17. In relation to this, the HKMA has issued a circular entitled "Calls in relation to Securities or Futures Products and Services" which provides specific guidance on the restrictions on unsolicited calls (cold calls) in relation to securities and futures contracts. For instance, unsolicited calls to general banking customers (i.e. those who are not existing clients of regulated activities) are not permitted. The Council welcomes making this in line with the requirement under the SFO for prohibiting the use of unsolicited calls to induce consumers entering into an agreement to sell or purchase any securities or futures contract.
Reporting of certain events
18. Section 5 refers to the reporting requirements of AIs to the SFC and the HKMA, but not the reporting requirements of AIs to investors. For example, paragraph 5.1 states that under section 135 of the SFO, an AI is required to notify both the SFC and the HKMA in writing, giving at least seven business days' advance notice of any intended cessation of any regulated activity. However, there is no requirement for the AI to give investors similar advance notice. Investors may need notice to make any necessary consequential arrangements.
19. It is therefore suggested that a similar reporting requirement be imposed on AIs to notify their consumers by letters (to last known address), posting on their websites, and a poster prominently displayed in public area of the AI branches.
HKMA's options of disciplinary actions
20. Section 6 notes that the Securities and Futures Appeals Tribunal shall have at its disposal the full range of disciplinary sanctions administered by both regulators in considering an appeal, or that the HKMA can refer the case to the SFC to carry out disciplinary action. Despite this, the Council considers that the discplinary options available for the HKMA may not be comprehensive enough because the HKMA can only remove or suspend the name of a person from its Register, or withdraw or suspend the consent given to an executive officer of a registered institution.
21. Consideration should be given to empowering the HKMA to make public or private reprimand and impose the paying of pecuniary penalty similar to the SFC. These additional powers can give the HKMA more comprehensive discplinary options to better deal with, not just the securities operation related misconduct, but other misconduct that would be detrimental to consumers' interests and pose a threat to the integrity of the banking system.

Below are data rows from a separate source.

PR #4508, opened 2021-05-01
Disable launching players from Fishing Anti-AFK

lexikiq:
The minecart flight issue is patched as of 20w14a

https://bugs.mojang.com/browse/MC-176387

### DIFF
--- a/src/main/java/com/gmail/nossr50/listeners/PlayerListener.java
+++ b/src/main/java/com/gmail/nossr50/listeners/PlayerListener.java
@@ -794,7 +794,6 @@ public class PlayerListener implements Listener {
                 if(player.isInsideVehicle() && (player.getVehicle() instanceof Minecart || player.getVehicle() instanceof PoweredMinecart))
                 {
                     player.getVehicle().eject();
-                    player.setVelocity(player.getEyeLocation().getDirection().multiply(10));
                 }
 
                 //mcMMOPlayer.getFishingManager().setFishingRodCastTimestamp();


lexikiq:
hmm.. I guess I'll add a version check
image

lexikiq:
I have set the patch to only enable on 1.16+ (hope I used the CompatibilityManager right) and to not launch players for using the exploit. My rationale is explained in the commit's comments.

It's worth noting that this patch is ineffective at best as [vehicles other than minecarts](https://youtu.be/cln5mrh0zDc?t=590) can be used for this exploit as well, but that's outside the scope of this PR...

src/main/java/com/gmail/nossr50/listeners/PlayerListener.java
```diff
@@ -789,12 +789,12 @@ public void onPlayerInteractMonitor(PlayerInteractEvent event) {
         if(event.getAction() == Action.RIGHT_CLICK_BLOCK || event.getAction() == Action.RIGHT_CLICK_AIR)
         {
             if(ExperienceConfig.getInstance().isFishingExploitingPrevented()
-                       && (heldItem.getType() == Material.FISHING_ROD || player.getInventory().getItemInOffHand().getType() == Material.FISHING_ROD))
+                       && (heldItem.getType() == Material.FISHING_ROD || player.getInventory().getItemInOffHand().getType() == Material.FISHING_ROD)
+                       && !mcMMO.getCompatibilityManager().hasPatchedMinecartFlight())
             {
                 if(player.isInsideVehicle() && (player.getVehicle() instanceof Minecart || player.getVehicle() instanceof PoweredMinecart))
```
TheBusyBiscuit, line 795: `PoweredMinecart` is already an extension of `Minecart`. So this check can be simplified.

Also, this may just be me but I feel like the Minecart Flight patch check should go into the if-statement with the Minecart check, not the one with the fishing rod.
It just seems like it makes more sense to me that way.

```suggestion
                       && (heldItem.getType() == Material.FISHING_ROD || player.getInventory().getItemInOffHand().getType() == Material.FISHING_ROD))
            {
                if (player.isInsideVehicle() && player.getVehicle() instanceof Minecart
                    && !mcMMO.getCompatibilityManager().hasPatchedMinecartFlight())
```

Relevant individual's responsibility to misconduct
22. Paragraph 6.5 notes that it is essential for senior management to draw to the attention of their relevant individuals, and persons involved in the management of regulated activities, that they shall be personally and legally liable to these disciplinary actions if they are found guilty of misconduct and/or considered to be not fit and proper.
23. It is not difficult to understand personal liability in case of misappropriation or fraud committed by AI's staff. However, front-line staff may work according to various operation manuals and procedure guidelines as laid down by the banks' management which is in turn influenced by senior management.
24. For this reason, it seems to be appropriate to add that if the relevant individual's misconduct is committed under circumstances that is not within the individual's control but subject to management decision, the senior management and/or the institution should be held liable for the conduct.
25. The Council also expresses a concern that if a consumer has suffered loss as a result of market misconduct, seeking redress may be difficult under the above circumstance (if the consumer cannot establish the responsible person for the misconduct). The Council suggests that the HKMA and the SFC should explore this aspect further.